[Records for this exercise — start]

PR #1958, opened 2020-01-29
Avoid field names clash

### LINKED ISSUE #1953: Android Apollo (GraphQL) autogeneration issue with Kotlin
I used to use an Android library Apollo (GraphQL) version 1.2 with Java models autogeneration. Today I updated to version 1.3 with possibility to generate Kotlin (model) data classes. But I have got an issue. In the Schema I have an Integer parameter:

```
...
{
   "name": "size",
   "description": "",
   "type": {
      "kind": "SCALAR",
      "name": "Int",
      "ofType": null
   },
   "defaultValue": null
}
...
```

[Records for this exercise — finish]

▶ What is required
Lines from the entries that contain the string "GraphQL" must be found and copied.

▶ The answer
### LINKED ISSUE #1953: Android Apollo (GraphQL) autogeneration issue with Kotlin
I used to use an Android library Apollo (GraphQL) version 1.2 with Java models autogeneration. Today I updated to version 1.3 with possibility to generate Kotlin (model) data classes. But I have got an issue. In the Schema I have an Integer parameter:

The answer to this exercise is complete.